PR #95, opened 2026-08-14
feat(skills): add coco-diagram editorial diagram skill

rijul-mck:
PR 1 of 5 for the diagram capability.

Adds `skills/coco-diagram` — editorial diagram system emitting self-contained HTML + inline SVG. 27 visual types, semantic patterns, draw.io / Mermaid **redraw** (not render), accessible-SVG contract, format/size/detail/audience dials.

**Provenance, stated plainly:** adapted from [diagram-design](https://github.com/cathrynlavery/diagram-design) by Cathryn Lavery, **MIT**, pinned at upstream **v2.3.2**. Upstream's MIT notice is retained verbatim at `skills/coco-diagram/LICENSE` — MIT requires the notice to travel with substantial portions — plus a `CREDITS.md` row.

**Rebranded to CoCo:**
- skill renamed `diagram-design` → `coco-diagram`
- accent token: upstream orange → **CoCo violet `#8B5CF6`**, incl. all rgba tints and the dark-mode variant `#A78BFA` (433 hex + ~180 rgba occurrences)
- the accent role was named after its color upstream; renamed to the semantic `accent` throughout (206 occurrences) so a future brand change doesn't invalidate the prose
- consultancy names removed from the quadrant copy
- accent no longer matches upstream's default, which also satisfies the skill's own §0 first-run style-guide gate

**Not vendored:** upstream dev tooling and `docs/screenshots` (3.7 MB). Shipped payload is `SKILL.md` + `references/` + `assets/` + 3 skill-local scripts (**145 files, 2.1 MB**). The 95 example HTML files are kept because `references/` links to 103 of those paths across 31 files.

Gates green: leak scan · index no-drift · frontmatter · command-refs · evidence-gate · adapter dry-run · `bash -n`. `skills/INDEX.md` regenerated (184 skills).

Follow-ups: PR 2 commands, PR 3 mermaid-overlap, PR 4 counts, PR 5 changelog.

PR #96, opened 2026-08-14
fix(coco-diagram): WCAG accent, dangling citations, unshipped-script instructions, icon attribution

rijul-mck:
Five defects found by reviewing #95. **Three were introduced by #95.**

### 1. WCAG AA failure on text — introduced by #95
The rebrand accent `#8B5CF6` on paper `#f5f5f5` is **3.88:1**; text AA needs 4.5:1. 97 `<text>` elements affected, and the large-text 3:1 exemption does not apply — examples use `viewBox="0 0 1000 …"` at `width: 900px`, so a nominal 12px label renders ~10.8px.

Darkening to violet-700 `#6D28D9` fixed contrast (6.52:1) but **broke colourblind separation from the `link` role**: deuteranopia distance fell 104 → 41, protanopia 95 → 31, against a ~60 floor. Violet's signal against blue *is* its red channel, which deuteranopia suppresses.

Final accent is rose-700 **`#BE185D`** / dark **`#F472B6`**, which clears both gates:

| | text AA on paper | deuteranopia vs link | protanopia |
|---|---|---|---|
| `#8B5CF6` (shipped in #95) | 3.88:1 ❌ | 104 | 95 |
| `#6D28D9` (first attempt) | 6.52:1 | **41** ❌ | **31** ❌ |
| `#BE185D` (this PR) | **5.54:1** ✅ | **126** ✅ | **104** ✅ |

**Root cause fixed too:** `style-guide.md` specified a contrast contract for `ink` and `muted` on `paper` but none for `accent` — nothing could catch the regression. That clause plus a runnable luminance check are now in the file.

### 2. Eleven dangling asset citations
`example-*-extended*.html` was cited 12 times across 4 reference files. I verified those files exist **neither here nor upstream** (`find` for `*extended*` in the upstream tree → 0 hits), so vendoring them is impossible. Citations removed; `type-process.md` §12's heading no longer names a nonexistent file.

### 3. Six instructions to run unshipped scripts
`animation.md` had an unhedged `Run:` block for three scripts we do not vendor; `SKILL.md:286` a fourth. Two more hedged with *"In this repository"* — true upstream, false here. All six now point at the shipped `self_check.py` and label the rest upstream-only.

### 4. Icon attribution incomplete
The skill ships **87 vendored icon paths** from Tabler (MIT), Simple Icons (CC0), log-z/logos (MIT), Devicon (MIT). Inline credits named the projects, but no licence text travelled with the copy. New `THIRD-PARTY-LICENSES.md` records each source, licence, upstream, licence-text location, the trademark note, and the fact that upstream declares **no licence** for the Stata mark. (Upstream MIT year verified correct at 2025 — not fabricated.)

### 5. Missing `domain` — introduced by #95
It was the only one of 69 core skills with no `domain`, so it landed in an `## Unspecified` INDEX section and was excluded from every `docs/by-domain/` view. Now `domain: design`; Unspecified section is gone, Design is 15.

Also: H1 retitled to *CoCo Diagram*, version pinned `2.3` → `2.3.2`, and three in-skill command names moved to the `/diagram` namespace, dropping a false claim that a command file lives at the repo root.

**Verification:** all 95 examples + 5 templates pass `self_check.py` after the 436-site palette change (100/100). Gates green: command-refs, evidence-gate, adapter dry-run, `bash -n`, index regenerated.


coco-research (approved):
Fixes three defects #95 introduced (WCAG AA text contrast, missing domain field, and — after the first fix attempt — colourblind separation from the link role) plus two inherited (11 dangling asset citations, 6 instructions to run unvendored scripts), and closes the icon attribution gap with THIRD-PARTY-LICENSES.md. Contrast and colourblind distances independently recomputed; 100/100 assets pass self_check after the 436-site palette change. Approving.

PR #100, opened 2026-08-18
feat(site): add the launch film to the homepage flagship band

rijul-mck:
## What this adds

A "Watch the film (20s)" link in the flagship band's CTA row, opening the launch video in a centered lightbox — the same "Watch the film" pattern Apple uses next to its own hero content, rather than autoplaying it inline or replacing the existing flagship copy (which the previous PR deliberately trimmed to a single claim).

## The video

20 seconds, built with the `/coco-ads` skill and HyperFrames, rendered fully locally (no cloud render path, no vision API). It embeds two real product recordings — the install confirmation prompt and a live `/SI-Decide` run — rather than recreating either as fabricated UI.

## Implementation

- Lightbox reuses the exact open/close/backdrop/Escape pattern already shipped for the products overlay in the previous PR, for consistency.
- Respects `prefers-reduced-motion`: doesn't auto-play when that's set, though the video still exposes native controls either way so it's always watchable.
- Poster frame extracted from the video itself (not a separately designed asset) so the lightbox never shows a blank/black frame before playback starts.

## Verification

- All repository gates pass: `scripts/build-index.py` (no drift), `tests/check-command-refs.sh`, `tests/check-evidence-gate.sh`.
- All 7 asset references on the homepage resolve against disk.
- Tag balance checked.
- Lightbox open/close/video-pause-on-close behavior verified in-browser (computed styles, video play state) before this PR.


coco-research (approved):
Approved. CI passes, all asset refs resolve, and the lightbox open/close/pause behavior was verified in-browser before this PR.

PR #103, opened 2026-08-19
fix(site): taste-skill sweep (hero density, mobile nav, em-dashes, motion speed) + CoCo Code copy fix

coco-research:
## What this does

Closes out items 1-10 of a design-taste audit run this session (a structured checklist pass, verified against the live site with real browser measurements, not just source reading), plus a direct correction to CoCo Code's product copy.

- **`/coco/`'s H1 line wrap** — verified live that it wraps to 3 lines instead of 2 specifically in the 861-1023px gap between the mobile breakpoint and full desktop. Fixed with one intermediate font-size step, applied to both pages.
- **Hero density** — both heroes trimmed from 5 text blocks to the intended 4. Nothing was cut, just relocated to where it fits: the "regulated-risk product leader" line moved into the homepage's About section; "runs on the model you already have" moved into `/coco/`'s Install section, next to the install command it's actually about.
- **Mobile nav** — fixed every plain nav link disappearing below 860px with zero replacement. Every destination is now reachable via horizontal scroll (the same pattern already used for the product tabs).
- **CTA dedup** — the homepage's "go to `/coco/`" link repeated three times in quick succession; removed the closest, most redundant one.
- **Em-dashes** — all 9 present in actual visible copy fixed (title tag, hero subtext, a product card, a credit line, a stage description). Precisely distinguished from em-dashes inside CSS/JS *source comments*, which no visitor ever sees and were left alone.
- **Tap targets** — secondary "X ›" links widened; they sat right at the WCAG 2.2 AA floor with zero padding.
- **Motion speed** — the reveal-on-scroll animation was flagged directly as feeling slow while scrolling. Cut from 0.8s to 0.45s, 24px to 14px of travel, tighter stagger. Same mechanism, same `prefers-reduced-motion` handling, just faster.
- **GitHub CTA verb** — unified three different verbs for the same link ("Get it" / "See it" / "Get CoCo") to one.
- **CoCo Code copy** — was stale, describing a small fork "headed toward its own project." The current, accurate description came directly from the project owner and was independently verified against the real local project before publishing: the Unix-socket protocol, the `coco`/`coco-app` binary names, the zero-egress model, and the still-present jcode MIT license notice all checked out against the project's own README and docs. Also corrected the display name to "CoCo Code" (matching the project's own README) from the site's prior "CoCoCode".

## Verification

- All repository gates pass: `scripts/build-index.py` (no drift), `tests/check-command-refs.sh`, `tests/check-evidence-gate.sh`.
- Tag balance checked on both pages.
- Em-dash sweep re-verified with comment-state tracking to avoid false positives from CSS/JS comments.
- All 7 asset references per page resolve against disk.
- Hero, mobile-nav, and CoCo-Code-copy fixes spot-checked live in-browser (computed styles, DOM content, screenshots) before this PR.

### DIFF
--- a/coco/index.html
+++ b/coco/index.html
@@ -104,7 +104,7 @@ section.tint{background:var(--surface)}
 .btn{display:inline-block;background:var(--blue);color:#fff;font-size:17px;letter-spacing:-.022em;
   padding:12px 24px;border-radius:var(--stadium);transition:opacity var(--dur) var(--ease)}
 .btn:hover{opacity:.85;text-decoration:none}
-.arrow{font-size:17px;letter-spacing:-.022em}
+.arrow{font-size:17px;letter-spacing:-.022em;display:inline-block;padding:10px 0;margin:-10px 0}
 .arrow:after{content:" ›";font-weight:600}
 
 /* ---- hero visual: the 9 departments. Pure CSS/SVG, no imagery. ---- */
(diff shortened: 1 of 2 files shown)


rijul-mck (approved):
Approved. CI passes, gates clean, hero/nav/copy fixes verified live in-browser before this PR.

______

**Task instructions:** When you retype the data above, start at its first line, stop after the line containing "- consultancy names", and leave out everything else.

**Solution to the exercise:**
PR #95, opened 2026-08-14
feat(skills): add coco-diagram editorial diagram skill

rijul-mck:
PR 1 of 5 for the diagram capability.

Adds `skills/coco-diagram` — editorial diagram system emitting self-contained HTML + inline SVG. 27 visual types, semantic patterns, draw.io / Mermaid **redraw** (not render), accessible-SVG contract, format/size/detail/audience dials.

**Provenance, stated plainly:** adapted from [diagram-design](https://github.com/cathrynlavery/diagram-design) by Cathryn Lavery, **MIT**, pinned at upstream **v2.3.2**. Upstream's MIT notice is retained verbatim at `skills/coco-diagram/LICENSE` — MIT requires the notice to travel with substantial portions — plus a `CREDITS.md` row.

**Rebranded to CoCo:**
- skill renamed `diagram-design` → `coco-diagram`
- accent token: upstream orange → **CoCo violet `#8B5CF6`**, incl. all rgba tints and the dark-mode variant `#A78BFA` (433 hex + ~180 rgba occurrences)
- the accent role was named after its color upstream; renamed to the semantic `accent` throughout (206 occurrences) so a future brand change doesn't invalidate the prose
- consultancy names removed from the quadrant copy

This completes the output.